The transfer function is set up around the concept of "field interpolation tables." These are 1D arrays, typically 256 elements, that include floating point values as well as concrete bounds in data-space. These tables provide a mapping $f(v) \rightarrow u$, where $v$ is a local field value, as well as an optional "weight" value drawn from a second table. Careful construction of these tables can produce volume renderings via isocontours, where specific values in field space are highlighted with distinct colors. Indeed, this is the most common method of applying this sampler, as it allows a straightforward way of seeing "through" the outer layers and viewing nesting structures simultaneously.

We use notation $C_i^0$ for the input values for a given channel (where $i$ is one of $R, G, B, A$) and $C_i^1$ for the output. With the sampled field value ($f(t)$) and optional weight field value ($w(t)$) we can then define a sample, $S_i$ for each channel including alpha. we compute the updated values for each sampling point via:

$$ C_i^0 a_t \leftarrow \mathrm{max}(1 - dt * S_A, 0) \\ C_i^1 \leftarrow S_i \delta t + a_t C_i^0 $$

This is the case for "grey" opacity. In the use case of differing opacity for each channel, we modify this such that we utilize additional alpha channels for each primary channel. $a_t$ is then defined individually for each output channel.

This particular set of transfer functions, with what amounts to multi-channel, multi-field sampling in both output and opacity, can be specified to perform complex functions such as variable scattering, different weights for different channels, etc.

Hardware-accelerated Volume Rendering

Software volume rendering, as described above, provides a number of affordances for careful visualization. Specifically, as the code and kernels are written in languages that are similar to more traditional languages such as C and C++, the barrier to entry for describing a new sampling system can be lower. That being said, when examining responsiveness, software volume rendering is rarely -- if ever -- competitive with hardware-based volume rendering, such as that accelerated through graphics processing units (GPUs) and using OpenGL, Metal, Vulkan, or one of the higher-level platforms for graphics.
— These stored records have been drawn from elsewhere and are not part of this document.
PR #414, opened 2021-07-23
Feature/generic stream

### LINKED ISSUE #385: streaming: better buffering
Reduce the number of copies for streaming:

* The high prio process task should directly serialize into a fixed-size buffer A (about 1 kB).
* If A is full and another buffer A' (that's been released from the low prio network stack task) is available it designates A as B and switches over to filling A' (format ID and start batch number and first batch)
* If there is no A' available it drops the batch.
* If the network stack low prio task has a full buffer B available it copies it into the smoltcp socket buffer and designates the now free buffer B as A' closing the loop.
* Maybe this entire thing is easiest with a heapless `Pool` for the three buffers and heapless boxes for the full ones into a N=4 spsc queue (https://github.com/japaric/heapless/issues/210) to implement the concurrency (like [here](https://github.com/stm32-rs/stm32l4xx-hal/blob/master/examples/rtic_frame_serial_dma.rs)).
* Once https://github.com/smoltcp-rs/smoltcp/issues/422 is fixed these three buffers would all be smoltcp UDP packet buffers and the network task would only enqueue.

At the same time we should do the following:

* Make the streaming generic over the batch data format, or better generic over the size of the u8 slice to serialize each batch data into. Applications will want to not only log 2ADC and 2 DAC but other things instead or additionally.
* The frame header hould be `#[repr(C)] {sequence: u16, format: u16}` where `sequence` is the sequence number of the frame (not the first batch in the frame: frame size is fixed and batch format/size is defined elsewhere), format is an opaque format ID defined by the application defining the contents of a batch. `format` implies batch data size. Frame size minus header size implies number of batches contained.
* Endianess should be device-endian for everything.
* Rewrite streaming docs afterwards

ryan-summers:
This PR fixes #385 by improving the semantics by which streams are generated. Specifically, serialization format is now application-defined and data is only copied once.

TODO:
- [x] Add documentation for streaming architecture
- [x] Add format specifiers
- [x] Clean up reception script
- [x] Update lockin serialization

### DIFF
--- a/scripts/stream_throughput.py
+++ b/scripts/stream_throughput.py
@@ -14,6 +14,11 @@ import logging
 # Representation of a single data batch transmitted by Stabilizer.
 Packet = collections.namedtuple('Packet', ['index', 'data'])
 
+# Specifies a known format for incoming packets.
+#
+# * `sample_size_bytes` is the number of bytes required for each sample in the batch.
+# * `batch_format` is a `struct` format string that will be provided the `batch_size` as an named
+# argument. This format string will be used to deserialize each batch of data from the frame.
 Format = collections.namedtuple('Format', ['sample_size_bytes', 'batch_format'])
 
 # All supported formats by this reception script.
@@ -158,7 +163,7 @@ def main():
 
     while True:
         # Receive any data over UDP and parse it.
-        data = connection.recv(4096 * 4)
+        data = connection.recv(4096)
         if data and not timer.is_started():
             timer.start()
 
--- a/scripts/stream_throughput.py
+++ b/scripts/stream_throughput.py
@@ -13,6 +13,12 @@ import logging
 # Representation of a single UDP packet transmitted by Stabilizer.
 Packet = collections.namedtuple('Packet', ['index', 'adc', 'dac'])
 
+Format = collections.namedtuple('Format', ['batch_size', 'batches_per_frame'])
+
+FORMAT = {
+    0: Format(8, 255)
+}
+
 class Timer:
     """ A basic timer for measuring elapsed time periods. """
 
@@ -88,9 +94,10 @@ class PacketParser:
         if len(self.buf) < 4:
             return None
 
-        start_id, num_blocks, data_size = struct.unpack_from('!HBB', self.buf)
+        start_id, format_id = struct.unpack_from('!HH', self.buf)
 
-        packet_size = 4 + data_size * num_blocks * 8
+        frame_format = FORMAT[format_id]
+        packet_size = 4 + frame_format.batch_size * frame_format.batches_per_frame * 8
 
         if len(self.buf) < packet_size:
             return None
--- a/scripts/stream_throughput.py
+++ b/scripts/stream_throughput.py
@@ -32,7 +32,7 @@ def parse_packet(buf):
     """ Attempt to parse packets from the received buffer. """
     # Attempt to parse a block from the buffer.
     if len(buf) < struct.calcsize(HEADER_FORMAT):
-        return None
+        return []
 
     # Parse out the packet header
     magic, format_id, batch_size, sequence_number = struct.unpack_from(HEADER_FORMAT, buf)
@@ -40,14 +40,14 @@ def parse_packet(buf):
 
     if magic != MAGIC_HEADER:
         logging.warning('Encountered bad magic header: %s', hex(magic))
-        return None
+        return []
 
     if format_id not in FORMAT:
         raise Exception(f'Unknown format specifier: {format_id}')
 
     frame_format = FORMAT[format_id](batch_size)
 
-    batch_count = len(buf) / struct.calcsize(frame_format)
+    batch_count = int(len(buf) / struct.calcsize(frame_format))
 
     packets = []
     for offset in range(batch_count):
@@ -135,9 +135,7 @@ def main():
 
         # Handle any received packets.
         total_bytes += len(data)
-        packet = parse_packet(data)
-
-        if packet:
+        for packet in parse_packet(data):
             # Handle any dropped packets.
             drop_count += sequence_delta(last_index, packet.index)
             last_index = packet.index
--- a/scripts/stream_throughput.py
+++ b/scripts/stream_throughput.py
@@ -14,18 +14,49 @@ import logging
 # Representation of a single data batch transmitted by Stabilizer.
 Packet = collections.namedtuple('Packet', ['index', 'data'])
 
-# Specifies a known format for incoming packets.
-#
-# * `sample_size_bytes` is the number of bytes required for each sample in the batch.
-# * `batch_format` is a `struct` format string that will be provided the `batch_size` as an named
-# argument. This format string will be used to deserialize each batch of data from the frame.
-Format = collections.namedtuple('Format', ['sample_size_bytes', 'batch_format'])
+# The magic header half-word at the start of each packet.
+MAGIC_HEADER = 0x057B
+
+# The struct format of the header.
+HEADER_FORMAT = '<HBBI'
 
 # All supported formats by this reception script.
+#
+# The items in this dict are functions that will be provided the sampel batch size and will return
+# the struct deserialization code to unpack a single batch.
 FORMAT = {
-    0: Format(sample_size_bytes=8,
-              batch_format='<{batch_size}H{batch_size}H{batch_size}H{batch_size}H')
+    1: lambda batch_size: f'<{batch_size}H{batch_size}H{batch_size}H{batch_size}H'
 }
+
+def parse_packet(buf):
+    """ Attempt to parse packets from the received buffer. """
+    # Attempt to parse a block from the buffer.
+    if len(buf) < struct.calcsize(HEADER_FORMAT):
+        return None
+
+    # Parse out the packet header
+    magic, format_id, batch_size, sequence_number = struct.unpack_from(HEADER_FORMAT, buf)
+    buf = buf[struct.calcsize(HEADER_FORMAT):]
+
+    if magic != MAGIC_HEADER:
+        logging.warning('Encountered bad magic header: %s', hex(magic))
+        return None
+
+    if format_id not in FORMAT:
+        raise Exception(f'Unknown format specifier: {format_id}')
+
+    frame_format = FORMAT[format_id](batch_size)
+
+    batch_count = len(buf) / struct.calcsize(frame_format)
+
+    packets = []
+    for offset in range(batch_count):
+        data = struct.unpack_from(frame_format, buf)
+        buf = buf[struct.calcsize(frame_format):]
+        packets.append(Packet(sequence_number + offset, data))
+
+    return packets
+
 
 class Timer:
     """ A basic timer for measuring elapsed time periods. """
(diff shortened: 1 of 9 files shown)


src/net/data_stream.rs
```diff
@@ -73,216 +107,143 @@ pub struct AdcDacData {
...
-        // Copy the samples into the buffer.
-        for device in &[batch.adcs, batch.dacs] {
-            for channel in device {
-                for sample in channel.iter().step_by(self.subsample_rate) {
-                    self.buf[self.write_index..self.write_index + 2]
-                        .copy_from_slice(&sample.to_be_bytes());
-                    self.write_index += 2;
-                }
+        assert!(
+            format == self.current_frame.as_ref().unwrap().format,
```
jordens, line 230: This should go away if the `FrameGenerator` is generic over the format ID and serialized batch size.

src/net/data_stream.rs
```diff
@@ -73,216 +107,143 @@ pub struct AdcDacData {
...
+        result
+    }
+
+    pub fn is_full<const T: usize>(&self) -> bool {
+        self.offset + T >= self.buffer.len()
+    }
+
+    pub fn finish(&mut self) -> &[u8] {
+        let offset = self.offset;
+        self.buffer[0..2].copy_from_slice(&self.sequence_number.to_ne_bytes());
```
jordens, line 175: Ah. `ne` is not "network" but "native"...

src/net/data_stream.rs
```diff
@@ -73,216 +107,143 @@ pub struct AdcDacData {
...
-pub struct BlockGenerator {
-    queue: Producer<'static, AdcDacData, BLOCK_BUFFER_SIZE>,
-    current_id: u16,
+struct StreamFrame {
+    format: StreamFormat,
+    sequence_number: u16,
+    buffer: Box<[u8; FRAME_SIZE], Init>,
+    offset: usize,
+    batch_count: u16,
+    batch_size: u8,
```
jordens, line 136: I think this is more complicated and heavy then necessary.
I would make the `FrameGenerator` generic (or by some other means knowledgable) over the (all compile-time constants) length of a frame, the number of batches per frame and the format. Also make the frame size an even multiple of the batch size (plus header). Full checking is easier that way and offset and batch count become irrelevant.
Then there is no need to put all this additional data (format, sequence_number, offset, batch_count, batch_size) into each item in the Queue. Remember this all gets copied. Everything apart from the frame sequence number is constant.
The sequence number together with the format should be added to the frame after the `alloc()` in `add()` (or just before `enqueue()`).

Also see the comment on `setup_streaming()`.

src/net/data_stream.rs
```diff
@@ -73,216 +107,143 @@ pub struct AdcDacData {
...
-                    self.write_index += 2;
-                }
+        assert!(
+            format == self.current_frame.as_ref().unwrap().format,
+            "Unexpected stream format encountered"
+        );
+
+        self.current_frame.as_mut().unwrap().add_batch::<_, T>(f);
+
+        if self.current_frame.as_ref().unwrap().is_full::<T>() {
```
jordens, line 236: Beyond the clippy lint I suspect this can be simplified further with some `if let` or by merging it with the `as_ref()` above. At least there should be a way to cancel a few of the 4 `unwrap()`s here (L230, L234, L236, L239).

src/net/data_stream.rs
```diff
@@ -73,216 +107,143 @@ pub struct AdcDacData {
...
+        format: StreamFormat,
+        sequence_number: u16,
+    ) -> Self {
         Self {
-            queue,
-            current_id: 0,
+            format,
+            offset: 7,
+            sequence_number,
+            buffer: unsafe { buffer.assume_init() },
```
jordens, line 149: I wonder whether it would be better to follow through with the notion that this is uninitialized data. I would not allow the closure (to `add()`) to read stale/previous data in the buffers.
The closure is the recipient of the "out-pointer" in https://doc.rust-lang.org/std/mem/union.MaybeUninit.html#out-pointers. And the closure will be doing unsafe stuff in general.

src/net/data_stream.rs
```diff
@@ -73,216 +107,143 @@ pub struct AdcDacData {
 /// `stream` is the logically consumer (UDP transmitter) of the enqueued data.
 pub fn setup_streaming(
     stack: NetworkReference,
-) -> (BlockGenerator, DataStream) {
-    let queue = cortex_m::singleton!(: Queue<AdcDacData, BLOCK_BUFFER_SIZE> = Queue::new()).unwrap();
-
+) -> (FrameGenerator, DataStream) {
+    let queue =
+        cortex_m::singleton!(: Queue<StreamFrame, FRAME_COUNT> = Queue::new())
```
jordens, line 112: The `Queue` items should not be more than `Box<[u8; FRAME_SIZE]>`. I'd make `setup_streaming` generic over batch size, batches_per_frame and add `format` to `FrameGenerator::new()`. That also allows making the frame an exact multiple of the batch size plus header size.

jordens (changes requested):
Nice work. Let me know what you think about the two bigger things (`MaybeUninit` and the genericism/light-weight queue items).

src/net/data_stream.rs
ryan-summers: This is not a `MaybeUninit` structure, but rather a `heapless::pool::Box<T, Uninit>`. The only way to get a `Box<T, Init>` is to call `Box::init(t: T)`, where a copy from `t` -> inner data is performed. If we actually did that, we'd have to enforce a 1KB copy (of zero'd data) into the buffer. I wanted to avoid that overhead, since we never read the buffer anyways.

src/net/data_stream.rs
ryan-summers: Yeah, I had originally implemented it similar to this, but I didn't like how the generic parameters started propagating through a lot of the code base. In any case, it still seems to make more sense to make it a const-generic parameter. Will update.

src/net/data_stream.rs
ryan-summers: The batch count and batch size are not for this driver, but rather for the UDP receiver. Is your comment more around just removing them from this struct and having them only exist in the header (since they're const generics, we don't have to carry them around, as they're part of the type signature)?

src/net/data_stream.rs
ryan-summers: This threw me through a loop as well.

src/net/data_stream.rs
jordens: Both.
The receiver knows batch size and content from batch format ID. It knows batches_per_frame either from the format ID (if we let the application define that) or simply by the size of the UDP packet (they are not split).
The other aspect is that `StreamFrame` is the queue item and is being copied into and out of it. None of the data apart from `buffer` should be in the queue because it is either known/constant or has no bearing on the processing at the other end of the queue.

src/net/data_stream.rs
jordens: Are you sure. The only example I'm aware of is this: https://github.com/stm32-rs/stm32l4xx-hal/blob/master/examples/rtic_frame_serial_dma.rs#L92
`DMAFrame::new()` has a `MaybeUninit::uninit()` member. The `dma_buf.init()` would copy uninitialized data?

src/net/data_stream.rs
jordens: Maybe with a few associated types as shorthands?

src/net/data_stream.rs
ryan-summers: `core::ptr::write()` is just a call to memcpy underneath. Thus, even if we have a `MaybeUninit::uninit()` object, we're still copying the entire MaybeUninit structure, which contains the underlying data + some. Check out goldbolt for the compiler output: https://godbolt.org/z/n8r6EexK6 - both do a memcpy of 1024 bytes.

jordens: Hmm. Right.
Would be interesting to discuss with @korken89 what the intended usage pattern is here without assume_init.

src/net/data_stream.rs
ryan-summers: I'm going to elect to keep things not templated on batch size and batch count per packet. The template parameters start to get really messy and cause a lot of pain in other areas of the codebase. I think it would make more sense to make them just constant struct members. I'll get a small refactor going to clean things up generally in the aspects mentioned above though.

src/net/data_stream.rs
ryan-summers: I'm electing to leave this without all the generic parameters - it started getting pretty out-of-hand and didn't support use cases where streaming wasn't desired at all. The `Queue` is now just the box'd array + a length, so it's not much overhead.

jordens: Why length if the frame is always full?

scripts/stream_throughput.py
```diff
@@ -52,134 +97,60 @@ def elapsed(self):
...
     good_blocks = 0
+    total_bytes = 0
 
     timer = Timer()
-    parser = PacketParser()
 
     while True:
         # Receive any data over UDP and parse it.
-        data = connection.recv(4096)
+        data = connection.recv(1024)
```
jordens, line 132: That's wrong. It only works due to the off-by-one error below.

```suggestion
        data = connection.recv(4096)
```

is good.

src/net/data_stream.rs
```diff
@@ -73,216 +119,141 @@ pub struct AdcDacData {
...
+
+        let result = f(&mut self.buffer[self.offset..self.offset + T]);
+
+        self.offset += T;
+
+        result
+    }
+
+    pub fn is_full<const T: usize>(&self) -> bool {
+        self.offset + T >= self.buffer.len()
```
jordens, line 180:
```suggestion
        self.offset + T > self.buffer.len()
```

scripts/stream_throughput.py
```diff
@@ -4,14 +4,59 @@
...
+
+    frame_format = FORMAT[format_id](batch_size)
+
+    batch_count = int(len(buf) / struct.calcsize(frame_format))
+
+    packets = []
+    for offset in range(batch_count):
+        data = struct.unpack_from(frame_format, buf)
+        buf = buf[struct.calcsize(frame_format):]
+        packets.append(Packet(sequence_number + offset, data))
```
jordens, line 56:
```suggestion
        yield Packet(sequence_number + offset, data)
```

and remove the empty lists in `return []` and the `return packets` below.

src/net/mod.rs
```diff
@@ -113,8 +113,16 @@ where
     }
 
     /// Enable live data streaming.
-    pub fn enable_streaming(&mut self) -> BlockGenerator {
-        self.generator.take().unwrap()
+    ///
+    /// # Args
+    /// * `format` - A unique u8 code indicating the format of the data.
+    pub fn enable_streaming(
```
jordens, line 119: This doesn't really enable streaming.
More `get_streaming_generator(format: impl Into<u8>)`?

jordens (changes requested):

src/net/data_stream.rs
```diff
@@ -73,216 +119,141 @@ pub struct AdcDacData {
...
+    where
+        F: FnMut(&mut [u8]),
+    {
+        assert!(!self.is_full::<T>(), "Batch cannot be added to full frame");
+
+        let result = f(&mut self.buffer[self.offset..self.offset + T]);
+
+        self.offset += T;
+
+        result
```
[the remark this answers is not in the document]
ryan-summers: This is vestigial. The function (and the FnMut() type) do not return anything, so this is just returning the empty () type. I'll remove it.

src/net/data_stream.rs
```diff
@@ -73,216 +119,141 @@ pub struct AdcDacData {
...
-            dacs: [*dacs[0], *dacs[1]],
-        };
-
-        self.current_id = self.current_id.wrapping_add(1);
-        self.queue.enqueue(block).ok();
+    pub fn add_batch<F, const T: usize>(&mut self, mut f: F)
+    where
+        F: FnMut(&mut [u8]),
+    {
+        assert!(!self.is_full::<T>(), "Batch cannot be added to full frame");
```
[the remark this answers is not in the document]
ryan-summers: Agreed - I think this is not worth checking. If it does fail, there's a firmware issue, and the slice indexing panic will be more helpful.

src/net/data_stream.rs
```diff
@@ -2,10 +2,31 @@
...
+//! * Format Code <u8>
+//! * Batch Size <u8>
+//! * Sequence Number <u32>
+//!
+//! The "Magic word" is a constant field for all packets. The value is alway 0x057B.
+//!
+//! The "Format Code" is a unique specifier that indicates the serialization format of each batch of
+//! data in the frame. Refer to [StreamFormat] for further information.
+//!
+//! The "Batch size" is the value of [SAMPLE_BUFFER_SIZE].
```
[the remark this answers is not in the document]
ryan-summers: This was largely to facilitate the parameterization of SAMPLE_BUFFER_SIZE in the future as a run-time constant. I'll bubble it all the way out to the public API though.

src/net/data_stream.rs
```diff
@@ -15,14 +36,25 @@ use miniconf::MiniconfAtomic;
...
 
-// The number of data blocks that we will buffer in the queue.
-const BLOCK_BUFFER_SIZE: usize = 30;
+use heapless::pool::{Box, Init, Pool, Uninit};
+
+use super::NetworkReference;
+
+const MAGIC_WORD: u16 = 0x057B;
+
+const HEADER_SIZE: usize = 8;
```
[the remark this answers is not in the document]
ryan-summers: I want to avoid usage of `repr(packed)` due to all of the unsoundness discussed around it. We need to think carefully about alignment of the structure or we could cause unexpected hardfault's of the CPU due to unaligned access. As such, I think it's easier and less painful to just define this as a static value.

scripts/stream_throughput.py
ryan-summers: That'll teach me to push changes without testing them.

jordens (approved):
Nice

Fluid interactivity is essentially inaccessible for software volume rendering except on the smallest of datasets. And yet, fluid interactivity enables much deeper exploration of the parameter space of visualization, as well as the ability to immerse oneself in data.

To support more interactive visualization (in addition to that described in @sec:jupyter_integration) a basic system for conducting hardware-accelerate, OpenGL-based visualization of yt-supported data has been developed in an external package, yt_idv. yt_idv is built on PyOpenGL and provides support for grid-based, particle-based and finite element datasets, with a heavy emphasis on the grid-based datasets. While the process of volume rendering is interesting, with many different fascinating areas of inquiry and opportunities for optimization, yt_idv is notable for its architecture more than its algorithms and optimization.

yt_idv is built using the Traitlets library, and utilizes the immediate-mode graphical user interface system "Dear ImGUI" for presenting a user interface. This allows for the system to be largely data-driven; frame redraws are only executed when a parameter changes (such as the camera path, transfer function, etc) and new parameters for the visualization can be easily exposed to the user interface. Furthermore, this allows shaders to be dynamically recompiled only as necessary.

In addition to this, the shaders themselves are specified in a configuration file that links GLSL source files into multi-component shaders, allowing declarative construction of shader pipelines and improving interoperability. For ray-casting routines, only a small kernel needs to be modified to change the functionality. This allows the relatively complex process of casting rays through multiple volumes to be hidden, much as described in @sec:software-volume-rendering. Annotations can be added simply, and an event loop has been enabled so that users can interact with the running visualization interface through IPython.

While this project includes a number of additional features designed for accessibility of data and in-depth coupling of visualization with quantitative analysis, they extend beyond the scope of this paper.